RECORD EXCERPTS:

+ + + + +

PR #301, opened 2025-02-14
feat(uraft): Introduce floating IP manager for HA

ralcolea:
Previously, a floating IP drop triggered a new election in uRaft, sometimes leading to leader flip-flopping.

This PR introduces a FloatingIP Manager to efficiently handle floating IPs using an AF_NETLINK-based event listener. This ensures low CPU usage, automatic IP failover, and continuous monitoring.

**Key Features & Changes**
- **FloatingIP Manager Implementation**
   - Manages the floating IP lifecycle.
   - Provides automatic IP restoration on failure.
   - Supports clean start/stop functionality.

- **Netlink Event Listener**
  - AF_NETLINK + select() approach for real-time event detection.
  - Monitors RTM_DELADDR events to detect IP removal.
  - Captures network interface & IP address for accurate recovery.
  - Efficient, non-blocking design with adjustable timeout (default value 500 ms).

- **High Availability Enhancements**
  - Auto-recovery mechanism: If the socket crashes, it is restarted automatically.
  - Stop flag mechanism to gracefully exit the listener thread.
  - Failover handling: If the floating IP is lost, saunafs-uraft-helper script is used to restore the floating IP.

- **Code Quality & Performance**
  - Optimized low CPU consumption compared to polling-based methods.
  - Improved error handling and logging.
  - Added unit tests for uRaft (floating_ip_manager_unittest.cc) and integration tests in Ansible repository (test-uraft-floating-ip-manager branch).

**Advantages of this change**
- Replaces inefficient polling (arping/ip addr show) with a real-time, event-driven approach.
- Ensures high availability by detecting IP loss instantly.
 
🚀 **Performance Improvements**
✅ Netlink approach: Low CPU overhead, instant wakes up during IP drop.
❌ Polling (arping or ip addr show): High CPU usage, unnecessary checks.

🛠️ Testing Done
✅ Unit-tested IP detection & restoration.
✅ Simulated IP removal events.

### DIFF
--- a/doc/saunafs-uraft.cfg.5.adoc
+++ b/doc/saunafs-uraft.cfg.5.adoc
@@ -60,7 +60,9 @@ heartbeat messages.
 checking whether local master is alive.
 
 *URAFT_FLOATING_IP_CHECK_PERIOD*:: *[advanced]* period in milliseconds between
-checking whether the floating IP is alive.
+checking whether the floating IP is alive. A value of 0 disables floating IP
+monitoring and its automatic recovery mechanism. Adjust this setting based on
+network stability and failover requirements.
 
 == REPORTING BUGS
 
--- a/doc/saunafs-uraft.cfg.5.adoc
+++ b/doc/saunafs-uraft.cfg.5.adoc
@@ -59,6 +59,9 @@ heartbeat messages.
 *LOCAL_MASTER_CHECK_PERIOD*:: *[advanced]* period in milliseconds between
 checking whether local master is alive.
 
+*URAFT_FLOATING_IP_CHECK_PERIOD*:: *[advanced]* period in milliseconds between
+checking whether the floating IP is alive.
+
 == REPORTING BUGS
 
 Report bugs to the Github repository <https://github.com/leil/saunafs> as an
--- a/doc/saunafs-uraft.cfg.5.adoc
+++ b/doc/saunafs-uraft.cfg.5.adoc
@@ -46,6 +46,11 @@ server (default: 9421).
 
 *URAFT_FLOATING_IFACE*:: Network interface where floating IP should be managed
 (example: eth0).
+Important: If the network interface used for the floating IP becomes unavailable,
+the failover mechanism will not restore it. As a result, the floating IP cannot
+be recovered, causing SaunaFS services that depend on it to become unavailable.
+The failover mechanism is based on the URAFT_FLOATING_IP_CHECK_PERIOD option.
+See its documentation for more details.
 
 *ELECTION_TIMEOUT_MIN*:: *[advanced]* minimal timeout in milliseconds for
 election algorithm.
--- a/src/uraft/floating-ip-manager.cc
+++ b/src/uraft/floating-ip-manager.cc
@@ -24,14 +24,15 @@
 #include <sys/select.h>
 #include <sys/socket.h>
 #include <sys/syslog.h>
+#include <stop_token>
 
 
 HAFloatingIPManager::HAFloatingIPManager(const std::string &iface,
                                          const std::string &ipAddress,
                                          const int &checkPeriod)
-    : floatingIPInterface(iface),
-      floatingIPAddress(ipAddress),
-      checkFloatingIPPeriodMS(checkPeriod) { }
+    : floatingIpInterface(iface),
+      floatingIpAddress(ipAddress),
+      checkFloatingIpPeriodMS(checkPeriod) { }
 
 HAFloatingIPManager::~HAFloatingIPManager() {
 	stopEventListener();
@@ -49,11 +50,11 @@ void HAFloatingIPManager::stop() {
 	stopEventListener();
 }
 
-bool HAFloatingIPManager::isFloatingIPAlive() const {
-	return _isFloatingIPAlive;
+bool HAFloatingIPManager::isFloatingIpAlive() const {
+	return _isFloatingIpAlive;
 }
 
-bool HAFloatingIPManager::restoreFloatingIP() {
+bool HAFloatingIPManager::restoreFloatingIp() {
 	std::string command = "saunafs-uraft-helper assign-ip";
 	int result = system(command.c_str());
 
@@ -65,37 +66,36 @@ bool HAFloatingIPManager::restoreFloatingIP() {
 }
 
 void HAFloatingIPManager::startEventListener() {
-	stopListenerFlag = false;
 	if (!listenerThread.joinable()) {
 		listenerThread =
-		    std::thread(&HAFloatingIPManager::eventListenerThread, this);
-		_isFloatingIPAlive = true;
+		    std::jthread(&HAFloatingIPManager::eventListenerThread, this);
+		_isFloatingIpAlive = true;
 	}
 }
 
 void HAFloatingIPManager::stopEventListener() {
-	stopListenerFlag = true;
 	if (listenerThread.joinable()) {
-		listenerThread.join();
-		_isFloatingIPAlive = false;
+		listenerThread.request_stop();
+		_isFloatingIpAlive = false;
 	}
 }
 
-void HAFloatingIPManager::handleIPLoss(const std::string &ipAddress) {
+void HAFloatingIPManager::handleIpLoss(const std::string &ipAddress) {
 	syslog(LOG_WARNING, "[FloatingIPManager] Handling lost IP: %s",
 	       ipAddress.c_str());
-	_isFloatingIPAlive = false;
+	_isFloatingIpAlive = false;
+
 	// Trigger failover
-	if (!stopListenerFlag) { _isFloatingIPAlive = restoreFloatingIP(); }
+	const std::stop_token stopToken = listenerThread.get_stop_token();
+	if (!stopToken.stop_requested()) {
+		_isFloatingIpAlive = restoreFloatingIp();
+	}
 }
 
-void HAFloatingIPManager::eventListenerThread() {
-	constexpr int kBufferSize = 8192; // 8KB
-	char buffer[kBufferSize];
+void HAFloatingIPManager::eventListenerThread(const std::stop_token &stopToken) {
 	constexpr int kRetryTimeout = 2; // timeout before retrying
-	constexpr long kMillisecondsInOneMicrosecond = 1000;
 
-	while (!stopListenerFlag) {
+	while (!stopToken.stop_requested()) {
 		int sock_fd = socket(AF_NETLINK, SOCK_RAW, NETLINK_ROUTE);
 		if (sock_fd < 0) {
 			syslog(LOG_WARNING,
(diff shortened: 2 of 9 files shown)


src/uraft/floating-ip-manager.h
```diff
@@ -0,0 +1,134 @@
...
+   GNU General Public License for more details.
+
+   You should have received a copy of the GNU General Public License
+   along with SaunaFS. If not, see <http://www.gnu.org/licenses/>.
+*/
+
+#pragma once
+
+#ifndef FLOATING_IP_MANAGER_H
+#define FLOATING_IP_MANAGER_H
```
lgsilva3087: Please use only one option to ensure the header is included once.
The project usually uses:
`#pragma once`

src/uraft/floating-ip-manager.h
```diff
@@ -0,0 +1,134 @@
...
+	std::thread listenerThread; ///< Background thread for event listening.
+	std::atomic<bool> stopListenerFlag{false}; ///< Flag to stop the event listener thread.
+	bool _isFloatingIPAlive{false}; ///< Flag indicating if the floating IP is alive.
+
+	std::string floatingIPInterface; ///< Network interface for the floating IP.
+	std::string floatingIPAddress;   ///< Floating IP address.
+	int checkFloatingIPPeriodMS = 500; ///< Period (in milliseconds) to check the floating IP status.
+};
+
+#endif  // FLOATING_IP_MANAGER_H
```
lgsilva3087: Maybe not needed according to my previous comment.

src/uraft/floating-ip-manager.h
```diff
@@ -0,0 +1,134 @@
...
+	/// network interface addresses and link status using the Netlink protocol.
+	/// It uses a Netlink socket to listen for RTM_DELADDR messages, which
+	/// indicate the removal of an IP address from an interface. If the removed
+	/// IP matches the configured floating IP, it triggers the handleIPLoss()
+	/// function to take appropriate recovery actions.
+	void eventListenerThread();
+
+protected:
+	std::thread listenerThread; ///< Background thread for event listening.
+	std::atomic<bool> stopListenerFlag{false}; ///< Flag to stop the event listener thread.
```
lgsilva3087: Consider std::jthread that is designed for this pattern.

src/uraft/floating-ip-manager.cc
```diff
@@ -0,0 +1,228 @@
...
+				       "Restarting socket...");
+				break;  // Restart socket
+			}
+
+			for (nlh = (struct nlmsghdr *)buffer; NLMSG_OK(nlh, recv_len);
+			     nlh = NLMSG_NEXT(nlh, recv_len)) {
+				if (nlh->nlmsg_type == NLMSG_DONE) { break; }
+				if (nlh->nlmsg_type == NLMSG_ERROR) {
+					syslog(LOG_WARNING,
+					       "[FloatingIPManager] Received an error message.");
```
lgsilva3087: Does the message contains printable text?

src/uraft/floating-ip-manager.cc
```diff
@@ -0,0 +1,228 @@
...
+			syslog(
+			    LOG_WARNING,
+			    "[FloatingIPManager] Failed to bind socket. Retrying in %ds...",
+			    kRetryTimeout);
+			close(sock_fd);
+			std::this_thread::sleep_for(std::chrono::seconds(kRetryTimeout));
+			continue;  // Retry loop
+		}
+
+		while (!stopListenerFlag) {
```
lgsilva3087: Consider to move this loop to a new function, to separate it from the retry logic.
The new function name could be pollForIpRemovalEvents.

lgsilva3087 (approved):
Great work. Please see my suggestions.

src/uraft/floating-ip-manager.cc
```diff
@@ -0,0 +1,228 @@
...
+bool HAFloatingIPManager::restoreFloatingIP() {
+	std::string command = "saunafs-uraft-helper assign-ip";
+	int result = system(command.c_str());
+
+	if (result != 0) {
+		syslog(LOG_WARNING, "Command %s was not successful", command.c_str());
+	}
+
+	return (result == 0);
+}
```
uristdwarf: In the future, I think we should move more of the bash script stuff into the C++ code. The bash script can be notoriously slow (speed is a requirement for a program like uraft) and we should generally not rely on an outside script (however tempting it may be). Anything we can do in the bash script, we can do in C++.

However, I like that you are keeping things simple right now, and using the script. Gradually we could phase-out the script, but this is perfect start.

However, please be careful when using standard C-library functions, if these functions fail, they will often set errno which will contain actual information on the error. Worse, if you call any other function between this time and, it might change errno. See `man 3 errno` and `man system`

Please change this to actually print what error occurred using errno and strerror. read `man 3 strerror` for a thread safe version.

src/uraft/floating-ip-manager.cc
```diff
@@ -0,0 +1,228 @@
...
+	while (!stopListenerFlag) {
+		int sock_fd = socket(AF_NETLINK, SOCK_RAW, NETLINK_ROUTE);
+		if (sock_fd < 0) {
+			syslog(LOG_WARNING,
+			       "[FloatingIPManager] Failed to create socket. "
+			       "Retrying in %ds...",
+			       kRetryTimeout);
+			std::this_thread::sleep_for(std::chrono::seconds(kRetryTimeout));
+			continue;  // Retry loop
+		}
```
uristdwarf: As above, read `man 3 socket`. Usually standard C library functions set errno if they return less than 0, however you need to check and confirm it using `man 3 <FUNCTION_NAME>`

src/uraft/floating-ip-manager.cc
```diff
@@ -0,0 +1,228 @@
...
+		if (bind(sock_fd, reinterpret_cast<struct sockaddr *>(&local_addr),
+		         sizeof(local_addr)) < 0) {
+			syslog(
+			    LOG_WARNING,
+			    "[FloatingIPManager] Failed to bind socket. Retrying in %ds...",
+			    kRetryTimeout);
+			close(sock_fd);
+			std::this_thread::sleep_for(std::chrono::seconds(kRetryTimeout));
+			continue;  // Retry loop
+		}
```
uristdwarf: Check if errno is set and print out actual error (see above)

src/uraft/floating-ip-manager.cc
```diff
@@ -0,0 +1,228 @@
...
+			    0, checkFloatingIPPeriodMS * kMillisecondsInOneMicrosecond};
+
+			int result =
+			    select(sock_fd + 1, &read_fds, nullptr, nullptr, &timeout);
+
+			if (result < 0) {
+				syslog(LOG_WARNING,
+				       "[FloatingIPManager] select() function failed.");
+				break;
+			}
```
uristdwarf: Check if errno is set and print out actual error (see above)

src/uraft/floating-ip-manager.cc
```diff
@@ -0,0 +1,228 @@
...
+			msg.msg_iov = &iov;
+			msg.msg_iovlen = 1;
+
+			ssize_t recv_len = recvmsg(sock_fd, &msg, 0);
+			if (recv_len < 0) {
+				syslog(LOG_WARNING,
+				       "[FloatingIPManager] recvmsg() failed. "
+				       "Restarting socket...");
+				break;  // Restart socket
+			}
```
uristdwarf: Check if errno is set and print out actual error (see above)

src/uraft/floating-ip-manager.cc
```diff
@@ -0,0 +1,228 @@
...
+								handleIPLoss(ipAddress);
+							}
+						}
+						rta = RTA_NEXT(rta, attr_len);
+					}
+				}
+			}
+		}
+
+		close(sock_fd);
```
uristdwarf: Check for error

src/uraft/floating-ip-manager.cc
```diff
@@ -0,0 +1,228 @@
...
+						    LOG_WARNING,
+						    "[FloatingIPManager] IP removed from interface: %s",
+						    networkInterface);
+					} else {
+						syslog(LOG_WARNING,
+						       "[FloatingIPManager] Failed to get "
+						       "interface name for index: %d",
+						       ifa->ifa_index);
+						continue;  // It happens when the IP is already removed
+					}
```
uristdwarf: errno is set on error, print out the actual error (see above)

> // It happens when the IP is already removed

Are you sure about this? This doesn't seem to have anything to do with IP addresses, only interfaces.
My concern here is that interfaces could be removed. This might be the only case were a leader demote may be warranted (as there is no interface, no way to actually bind to anything).

src/uraft/floating-ip-manager.cc
```diff
@@ -0,0 +1,228 @@
...
+					// Parse attributes to extract the removed IP address
+					auto *rta = (struct rtattr *)((char *)ifa +
+					                              NLMSG_ALIGN(sizeof(*ifa)));
+					int attr_len = nlh->nlmsg_len - NLMSG_LENGTH(sizeof(*ifa));
+
+					while (RTA_OK(rta, attr_len)) {
+						if (rta->rta_type == IFA_LOCAL) { // Local IP address
+							char ipAddress[INET_ADDRSTRLEN] = {0};
+							inet_ntop(AF_INET, RTA_DATA(rta), ipAddress,
+							          sizeof(ipAddress));
```
uristdwarf: According to `man 3 inet_ntop`, this function will return NULL and set errno in case of error.

src/uraft/floating_ip_manager_unittest.cc
```diff
@@ -0,0 +1,165 @@
...
+			std::exit(EXIT_FAILURE);
+		}
+		if (system("sudo ip addr add 192.168.1.105/24 dev test0") != 0) {
+			std::cerr << "Failed to add 192.168.1.105 to test0\n";
+			std::exit(EXIT_FAILURE);
+		}
+		if (system("sudo ip link set test0 up") != 0) {
+			std::cerr << "Failed to set test0 interface up\n";
+			std::exit(EXIT_FAILURE);
+		}
```
uristdwarf, line 71: Is sudo needed here? I don't think it will work in the Google Test Framework. Regardless, we are running the tests as root, so you don't need it.

src/uraft/floating_ip_manager_unittest.cc
```diff
@@ -0,0 +1,165 @@
...
+	}
+
+	bool wasFloatingIPRestored() const { return restored; }
+
+	std::string floatingIP() const { return floatingIPAddress; }
+	std::string floatingIPIface() const { return floatingIPInterface; }
+
+private:
+	bool restored = false;
+};
```
uristdwarf: Why mocking? Why not use HAFloatingIpManager directly?

src/uraft/main.cc
```diff
@@ -48,7 +48,10 @@ void parseOptions(int argc, char **argv, uRaftController::Options &opt, bool &ma
 	("URAFT_DEMOTE_TIMEOUT", po::value<int>()->default_value(1000000000), "demote timeout (ms)")
 	("URAFT_DEAD_HANDLER_TIMEOUT", po::value<int>()->default_value(1000000000), "metadata server dead handler timeout (ms)")
 	("URAFT_CHECK_CMD_PERIOD", po::value<int>()->default_value(100), "check command status period(ms)")
-	("URAFT_STATUS_PORT", po::value<int>()->default_value(9428), "node status port");
+	("URAFT_STATUS_PORT", po::value<int>()->default_value(9428), "node status port")
+	("URAFT_FLOATING_IP", po::value<std::string>(), "floating IP address")
+	("URAFT_FLOATING_IFACE", po::value<std::string>(), "floating IP interface")
+	("URAFT_FLOATING_IP_CHECK_PERIOD", po::value<int>()->default_value(500), "floating IP check status period");
```
uristdwarf: One way of allowing to disable this floating IP check is by setting this to 0 and not using the floating IP manager.

uristdwarf: Regardless, the types should be uint, not int

src/uraft/floating-ip-manager.cc
```diff
@@ -0,0 +1,228 @@
...
+
+bool HAFloatingIPManager::restoreFloatingIP() {
+	std::string command = "saunafs-uraft-helper assign-ip";
+	int result = system(command.c_str());
+
+	if (result != 0) {
+		syslog(LOG_WARNING, "Command %s was not successful", command.c_str());
+	}
+
+	return (result == 0);
```
uristdwarf: According to `man 3 system`:

```
       •  If  command is NULL, then a nonzero value if a shell is available, or
          0 if no shell is available.

       •  If a child process could not be created, or its status could  not  be
          retrieved,  the  return  value is -1 and errno is set to indicate the
          error.

       •  If a shell could not be executed in the child process, then  the  re‐
          turn  value  is  as  though  the  child  shell  terminated by calling
          _exit(2) with the status 127.

       •  If all system calls succeed, then the return value is the termination
          status of the child shell used to execute command.  (The  termination
          status  of  a  shell is the termination status of the last command it
          executes.)
```

You should check for these cases

src/uraft/floating-ip-manager.cc
```diff
@@ -0,0 +1,228 @@
...
+	stopEventListener();
+}
+
+bool HAFloatingIPManager::isFloatingIPAlive() const {
+	return _isFloatingIPAlive;
+}
+
+bool HAFloatingIPManager::restoreFloatingIP() {
+	std::string command = "saunafs-uraft-helper assign-ip";
+	int result = system(command.c_str());
```
uristdwarf: This system could get stuck, since there's no timeout

uristdwarf (changes requested):
First off, amazing job you have done with this. This is really great and it's nice to see some tests being added.

However, I have a few requests:

1. In all previous iterations of this feature, we've been forcing users to use this. However in case anything goes wrong, we should allow them to disable this. That means we don't have to critically patch this feature in case anything goes wrong. See one of my comments regarding an idea on how to do this.
2. You are using a lot of standard C library functions. Please double check the manuals for these (with `man 3 <FUNCTION_NAME>`) and make sure you are checking and printing the actual error messages. Make sure you are also freeing any pointers they return if they require it.

src/uraft/floating_ip_manager_unittest.cc
```diff
@@ -0,0 +1,165 @@
...
+	if (system(command.c_str()) != 0) {
+		std::cerr << "Failed to remove " + ipAddress + " from " + ipIface + "\n";
+		std::exit(EXIT_FAILURE);
+	}
+
+	// Wait for a short period to allow the listener to detect the IP loss
+	std::this_thread::sleep_for(std::chrono::seconds(1));
+
+	// Verify that handleIPLoss was called
+	EXPECT_TRUE(mockManager->isFloatingIPAlive());
```
rolysr: Consider checking `EXPECT_FALSE(mockManager->isFloatingIPAlive());` before the short period wait to have covered the case when `isFloatingIPAlive` returns false as expected.

src/uraft/floating_ip_manager_unittest.cc
```diff
@@ -0,0 +1,165 @@
...
+		std::cerr << "Failed to remove " + ipAddress + " from " + ipIface + "\n";
+		std::exit(EXIT_FAILURE);
+	}
+
+	// Wait for a short period to allow the listener to detect the IP loss
+	std::this_thread::sleep_for(std::chrono::seconds(1));
+
+	// Verify that handleIPLoss was only called for mockManager105
+	EXPECT_TRUE(mockManager105->wasFloatingIPRestored());
+	EXPECT_FALSE(mockManager->wasFloatingIPRestored());
```
rolysr: Similar consideration from my previous comment, but this time with the  `wasFloatingIPRestored()` returned value

rolysr (approved):
Well done @ralcolea. LGTM. Just a few comments added.

src/uraft/floating-ip-manager.h
ralcolea: I will use `#pragma once`.

src/uraft/floating-ip-manager.h
ralcolea: Done.

src/uraft/floating-ip-manager.h
ralcolea: Very good suggestion. Done.

src/uraft/floating-ip-manager.cc
ralcolea: Yes, it does. I added the error information for this scenario.

src/uraft/floating-ip-manager.cc
ralcolea: Very nice suggestion. After applying this suggestion, function reponsibilities are better distributed and the code is more readable and modular.

src/uraft/floating_ip_manager_unittest.cc
ralcolea: Nice catch!!! Done.

src/uraft/floating_ip_manager_unittest.cc
ralcolea: Nice catch!!! Done.

src/uraft/floating-ip-manager.cc
ralcolea: I agree with you and I really like the idea of moving most of the bash script functions into the C++ code. However, as it will take more time and the priority is to solve the leader flip-flopping issue, I decided to keep the bash script in its current state and then start moving progressively its functions to the C++ code.

I have been addressing your suggestions related with the use of C-library functions and I improved the errors logging based on `errno` as you suggested. Please, take a look again and let me know if the current version is more aligned to your expectations.

src/uraft/floating-ip-manager.cc
ralcolea: Done.

src/uraft/floating-ip-manager.cc
ralcolea: Done.

src/uraft/floating-ip-manager.cc
ralcolea: Done.

src/uraft/floating-ip-manager.cc
ralcolea: Done.

src/uraft/floating_ip_manager_unittest.cc
ralcolea: sudo is needed for these tests because, until now, unit tests were not being run as root or with sudo permissions.

From my understanding, using sudo in the Google Test framework works as long as the user running the tests has sudo privileges. IMHO, it's preferable to run only the necessary tests with sudo rather than executing all tests with elevated privileges just because a few require it.

src/uraft/floating_ip_manager_unittest.cc
ralcolea: Mocking is more appropriate here because `HAFloatingIpManager::restoreFloatingIP()` relies on the `saunafs-uraft-helper` bash script. Therefore, mocking allows us to focus on testing the intended functionality without external dependencies.

src/uraft/main.cc
ralcolea: I added the ability of disabling the floating IP manager by setting `URAFT_FLOATING_IP_CHECK_PERIOD=0` in the `saunafs-uraft.cfg`, as you suggested. I also updated the types to use uint.

src/uraft/floating-ip-manager.cc
ralcolea: I have updated the function to execute the command. Please review the changes and let me know your thoughts.

src/uraft/floating-ip-manager.cc
ralcolea: I also considered this requirement in the new version.

src/uraft/floating-ip-manager.cc
ralcolea: Done.

src/uraft/floating-ip-manager.cc
ralcolea: The documentation mentions as possible errors `ENODEV: No interface found with give name` and `ENXIO: No interface found for the index`. But, it also says that the function can fail for any of the errors specified by `socket()` or `ioctl()`. I agree with you. This error does not seem related with IP addresses, but with interfaces.

src/uraft/floating-ip-manager.cc
ralcolea: Done.

doc/saunafs-uraft.cfg.5.adoc
```diff
@@ -46,6 +46,9 @@ server (default: 9421).
 
 *URAFT_FLOATING_IFACE*:: Network interface where floating IP should be managed
 (example: eth0).
+Important: If the network interface used for the floating IP becomes unavailable,
+the failover mechanism will not restore it. As a result, the floating IP cannot
+be recovered, causing SaunaFS services that depend on it to become unavailable.
```
uristdwarf, line 51: Should mention the failover mechanism is dependent on this option: URAFT_FLOATING_IP_CHECK_PERIOD

uristdwarf (approved):

doc/saunafs-uraft.cfg.5.adoc
ralcolea: Done.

+ + + + +

ASSIGNED TASK: Would you copy, unchanged, the stretch of the records above that begins at the line containing "- Captures network" and ends at the line containing "- Failover handling: If", and only that?

EXERCISE OUTPUT:
  - Captures network interface & IP address for accurate recovery.
  - Efficient, non-blocking design with adjustable timeout (default value 500 ms).

- **High Availability Enhancements**
  - Auto-recovery mechanism: If the socket crashes, it is restarted automatically.
  - Stop flag mechanism to gracefully exit the listener thread.
  - Failover handling: If the floating IP is lost, saunafs-uraft-helper script is used to restore the floating IP.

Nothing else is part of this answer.